- _Your instructions_
Take every line in the entries that includes the word "pytest" and copy it.

....

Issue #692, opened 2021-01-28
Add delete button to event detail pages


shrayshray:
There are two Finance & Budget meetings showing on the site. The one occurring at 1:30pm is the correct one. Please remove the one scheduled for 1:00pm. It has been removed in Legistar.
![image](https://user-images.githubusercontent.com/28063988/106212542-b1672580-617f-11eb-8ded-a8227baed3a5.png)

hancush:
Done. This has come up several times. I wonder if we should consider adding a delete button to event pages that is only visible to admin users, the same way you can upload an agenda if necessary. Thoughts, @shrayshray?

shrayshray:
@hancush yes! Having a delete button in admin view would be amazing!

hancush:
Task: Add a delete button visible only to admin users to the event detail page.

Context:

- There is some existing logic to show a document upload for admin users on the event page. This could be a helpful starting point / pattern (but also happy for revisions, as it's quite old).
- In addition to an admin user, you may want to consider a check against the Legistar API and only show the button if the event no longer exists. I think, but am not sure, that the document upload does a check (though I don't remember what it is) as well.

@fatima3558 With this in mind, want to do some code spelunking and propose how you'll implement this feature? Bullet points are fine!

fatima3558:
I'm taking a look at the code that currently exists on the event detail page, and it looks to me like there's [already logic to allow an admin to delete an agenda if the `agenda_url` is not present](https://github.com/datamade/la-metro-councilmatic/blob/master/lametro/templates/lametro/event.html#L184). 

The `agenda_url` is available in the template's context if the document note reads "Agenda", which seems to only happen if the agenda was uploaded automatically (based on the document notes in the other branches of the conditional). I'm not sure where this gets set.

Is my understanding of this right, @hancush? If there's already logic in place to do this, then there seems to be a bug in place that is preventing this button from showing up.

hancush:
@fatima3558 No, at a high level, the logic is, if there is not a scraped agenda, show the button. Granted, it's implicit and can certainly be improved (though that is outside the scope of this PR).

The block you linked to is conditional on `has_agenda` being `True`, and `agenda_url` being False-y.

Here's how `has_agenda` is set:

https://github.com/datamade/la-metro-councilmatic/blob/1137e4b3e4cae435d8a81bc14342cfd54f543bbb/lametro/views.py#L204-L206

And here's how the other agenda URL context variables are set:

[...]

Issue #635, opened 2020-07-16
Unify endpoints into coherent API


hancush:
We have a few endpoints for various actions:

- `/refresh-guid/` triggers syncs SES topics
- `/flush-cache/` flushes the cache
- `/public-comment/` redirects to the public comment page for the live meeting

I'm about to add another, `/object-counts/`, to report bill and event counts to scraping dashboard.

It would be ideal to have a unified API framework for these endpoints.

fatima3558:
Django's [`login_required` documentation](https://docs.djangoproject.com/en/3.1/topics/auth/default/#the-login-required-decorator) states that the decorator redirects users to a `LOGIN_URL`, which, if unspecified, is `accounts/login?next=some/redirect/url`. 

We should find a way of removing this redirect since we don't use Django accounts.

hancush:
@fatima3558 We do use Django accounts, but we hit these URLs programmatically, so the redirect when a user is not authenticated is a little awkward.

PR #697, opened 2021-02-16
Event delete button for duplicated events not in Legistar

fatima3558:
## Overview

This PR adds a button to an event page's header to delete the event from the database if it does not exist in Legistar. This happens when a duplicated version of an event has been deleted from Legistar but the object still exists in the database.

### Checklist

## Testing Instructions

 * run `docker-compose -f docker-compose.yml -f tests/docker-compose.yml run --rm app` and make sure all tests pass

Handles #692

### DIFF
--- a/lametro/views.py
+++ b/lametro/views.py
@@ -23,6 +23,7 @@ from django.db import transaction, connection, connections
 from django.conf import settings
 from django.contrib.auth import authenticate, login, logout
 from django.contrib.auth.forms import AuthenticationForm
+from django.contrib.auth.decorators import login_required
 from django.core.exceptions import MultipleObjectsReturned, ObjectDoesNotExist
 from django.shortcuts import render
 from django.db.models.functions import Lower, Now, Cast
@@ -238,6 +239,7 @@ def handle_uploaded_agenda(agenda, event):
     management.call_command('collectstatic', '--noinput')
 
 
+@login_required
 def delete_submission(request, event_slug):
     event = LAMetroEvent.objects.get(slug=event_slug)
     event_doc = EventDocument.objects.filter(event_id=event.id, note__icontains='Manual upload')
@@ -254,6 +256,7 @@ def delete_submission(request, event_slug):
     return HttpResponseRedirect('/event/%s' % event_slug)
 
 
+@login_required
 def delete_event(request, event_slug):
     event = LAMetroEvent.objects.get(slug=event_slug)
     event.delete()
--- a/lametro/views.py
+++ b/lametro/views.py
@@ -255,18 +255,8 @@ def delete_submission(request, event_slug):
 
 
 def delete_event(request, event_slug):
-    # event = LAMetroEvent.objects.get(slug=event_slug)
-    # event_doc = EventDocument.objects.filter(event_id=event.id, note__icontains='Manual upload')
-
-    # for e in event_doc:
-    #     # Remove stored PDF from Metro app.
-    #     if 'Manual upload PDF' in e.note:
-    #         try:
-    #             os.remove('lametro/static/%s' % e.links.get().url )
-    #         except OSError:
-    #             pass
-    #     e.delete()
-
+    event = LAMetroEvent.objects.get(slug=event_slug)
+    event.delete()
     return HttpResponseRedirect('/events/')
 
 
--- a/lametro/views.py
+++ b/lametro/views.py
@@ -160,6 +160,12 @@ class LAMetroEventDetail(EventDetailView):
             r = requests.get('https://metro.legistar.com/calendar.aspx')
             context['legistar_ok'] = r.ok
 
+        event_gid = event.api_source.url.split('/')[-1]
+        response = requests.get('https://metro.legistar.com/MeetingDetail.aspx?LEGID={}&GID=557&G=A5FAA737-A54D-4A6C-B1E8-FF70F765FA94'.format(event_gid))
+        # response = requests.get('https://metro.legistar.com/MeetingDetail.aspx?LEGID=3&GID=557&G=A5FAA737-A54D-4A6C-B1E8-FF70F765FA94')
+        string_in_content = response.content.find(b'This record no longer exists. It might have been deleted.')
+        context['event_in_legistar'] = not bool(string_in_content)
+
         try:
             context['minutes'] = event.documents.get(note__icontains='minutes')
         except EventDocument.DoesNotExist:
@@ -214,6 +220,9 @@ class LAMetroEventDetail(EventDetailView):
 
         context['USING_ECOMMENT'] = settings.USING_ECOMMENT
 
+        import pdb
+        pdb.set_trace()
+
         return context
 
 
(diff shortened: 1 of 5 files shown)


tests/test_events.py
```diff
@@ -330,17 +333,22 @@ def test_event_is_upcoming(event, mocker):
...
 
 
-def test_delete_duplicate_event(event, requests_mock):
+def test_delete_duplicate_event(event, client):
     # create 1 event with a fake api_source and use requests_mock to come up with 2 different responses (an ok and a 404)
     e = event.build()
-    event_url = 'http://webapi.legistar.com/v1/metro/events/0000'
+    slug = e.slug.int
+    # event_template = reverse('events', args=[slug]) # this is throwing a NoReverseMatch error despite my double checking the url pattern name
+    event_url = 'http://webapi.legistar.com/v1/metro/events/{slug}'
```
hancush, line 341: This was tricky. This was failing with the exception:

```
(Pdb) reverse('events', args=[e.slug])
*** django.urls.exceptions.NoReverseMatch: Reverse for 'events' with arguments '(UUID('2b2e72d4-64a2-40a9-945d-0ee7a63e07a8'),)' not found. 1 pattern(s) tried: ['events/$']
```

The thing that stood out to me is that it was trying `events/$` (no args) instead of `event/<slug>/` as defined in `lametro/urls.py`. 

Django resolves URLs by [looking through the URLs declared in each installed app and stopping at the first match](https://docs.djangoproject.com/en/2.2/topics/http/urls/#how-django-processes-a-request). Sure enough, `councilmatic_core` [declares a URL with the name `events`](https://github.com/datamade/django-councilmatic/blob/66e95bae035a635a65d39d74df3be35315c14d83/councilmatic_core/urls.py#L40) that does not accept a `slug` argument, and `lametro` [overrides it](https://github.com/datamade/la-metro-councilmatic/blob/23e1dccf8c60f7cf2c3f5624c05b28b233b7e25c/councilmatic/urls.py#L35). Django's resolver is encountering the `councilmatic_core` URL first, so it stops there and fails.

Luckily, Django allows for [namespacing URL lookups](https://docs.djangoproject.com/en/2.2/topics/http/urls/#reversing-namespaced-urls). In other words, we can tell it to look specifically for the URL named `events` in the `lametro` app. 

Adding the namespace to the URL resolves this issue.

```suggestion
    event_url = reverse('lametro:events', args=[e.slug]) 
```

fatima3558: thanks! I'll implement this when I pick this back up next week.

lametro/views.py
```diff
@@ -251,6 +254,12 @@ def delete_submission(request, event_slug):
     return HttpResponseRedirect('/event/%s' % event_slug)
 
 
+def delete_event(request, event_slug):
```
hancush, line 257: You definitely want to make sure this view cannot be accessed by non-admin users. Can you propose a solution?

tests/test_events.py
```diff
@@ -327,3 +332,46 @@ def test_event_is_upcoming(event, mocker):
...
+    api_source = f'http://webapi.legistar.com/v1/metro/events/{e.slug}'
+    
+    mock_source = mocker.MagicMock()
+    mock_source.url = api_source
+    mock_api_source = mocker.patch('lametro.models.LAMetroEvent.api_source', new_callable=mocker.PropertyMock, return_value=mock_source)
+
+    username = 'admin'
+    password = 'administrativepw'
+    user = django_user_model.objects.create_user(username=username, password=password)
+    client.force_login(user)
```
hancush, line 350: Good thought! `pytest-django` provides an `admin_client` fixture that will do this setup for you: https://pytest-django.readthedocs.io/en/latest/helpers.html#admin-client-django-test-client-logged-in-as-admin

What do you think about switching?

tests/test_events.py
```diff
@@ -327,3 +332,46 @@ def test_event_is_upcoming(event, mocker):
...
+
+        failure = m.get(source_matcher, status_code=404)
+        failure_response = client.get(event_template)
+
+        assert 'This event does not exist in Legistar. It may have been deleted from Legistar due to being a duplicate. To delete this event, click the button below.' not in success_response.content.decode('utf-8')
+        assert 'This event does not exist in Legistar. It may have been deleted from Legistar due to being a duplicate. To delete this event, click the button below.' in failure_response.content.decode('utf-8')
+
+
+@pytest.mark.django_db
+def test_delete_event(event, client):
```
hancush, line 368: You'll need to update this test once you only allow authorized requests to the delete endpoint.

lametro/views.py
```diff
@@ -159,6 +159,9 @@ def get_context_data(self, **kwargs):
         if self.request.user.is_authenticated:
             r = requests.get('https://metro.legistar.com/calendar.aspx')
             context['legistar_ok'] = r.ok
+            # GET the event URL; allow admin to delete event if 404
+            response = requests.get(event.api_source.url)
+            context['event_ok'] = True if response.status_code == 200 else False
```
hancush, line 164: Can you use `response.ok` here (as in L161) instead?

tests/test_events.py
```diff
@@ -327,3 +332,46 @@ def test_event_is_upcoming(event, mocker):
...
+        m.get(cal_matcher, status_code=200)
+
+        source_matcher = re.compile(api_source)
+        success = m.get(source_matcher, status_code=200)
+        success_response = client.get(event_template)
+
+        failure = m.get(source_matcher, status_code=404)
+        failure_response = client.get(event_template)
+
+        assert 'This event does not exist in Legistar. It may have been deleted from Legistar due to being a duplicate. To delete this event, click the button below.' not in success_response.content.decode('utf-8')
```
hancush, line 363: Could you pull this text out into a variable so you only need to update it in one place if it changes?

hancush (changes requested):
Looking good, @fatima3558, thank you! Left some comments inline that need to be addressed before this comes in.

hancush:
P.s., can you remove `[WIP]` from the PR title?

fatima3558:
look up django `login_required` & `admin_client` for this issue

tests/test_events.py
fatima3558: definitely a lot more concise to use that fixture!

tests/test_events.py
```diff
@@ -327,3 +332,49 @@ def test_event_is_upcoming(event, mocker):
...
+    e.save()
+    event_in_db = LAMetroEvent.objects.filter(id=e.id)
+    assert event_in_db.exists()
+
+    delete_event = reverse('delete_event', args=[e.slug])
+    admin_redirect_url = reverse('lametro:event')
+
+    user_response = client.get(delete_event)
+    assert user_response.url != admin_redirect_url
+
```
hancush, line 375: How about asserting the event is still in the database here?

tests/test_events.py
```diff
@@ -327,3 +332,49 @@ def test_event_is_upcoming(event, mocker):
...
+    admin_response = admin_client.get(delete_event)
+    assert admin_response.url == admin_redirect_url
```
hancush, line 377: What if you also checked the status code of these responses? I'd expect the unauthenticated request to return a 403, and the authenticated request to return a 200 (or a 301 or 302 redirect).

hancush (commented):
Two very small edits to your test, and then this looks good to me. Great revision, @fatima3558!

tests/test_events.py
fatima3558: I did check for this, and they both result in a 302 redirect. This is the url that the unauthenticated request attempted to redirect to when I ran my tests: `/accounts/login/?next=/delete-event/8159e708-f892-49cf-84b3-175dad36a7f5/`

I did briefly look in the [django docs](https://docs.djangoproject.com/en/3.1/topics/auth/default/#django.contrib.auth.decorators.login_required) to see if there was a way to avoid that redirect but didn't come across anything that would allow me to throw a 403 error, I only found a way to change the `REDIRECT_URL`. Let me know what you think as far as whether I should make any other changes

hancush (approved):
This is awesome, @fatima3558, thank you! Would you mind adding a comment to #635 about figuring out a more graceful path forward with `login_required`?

....

- _Solution to this task_
hancush, line 350: Good thought! `pytest-django` provides an `admin_client` fixture that will do this setup for you: https://pytest-django.readthedocs.io/en/latest/helpers.html#admin-client-django-test-client-logged-in-as-admin
+@pytest.mark.django_db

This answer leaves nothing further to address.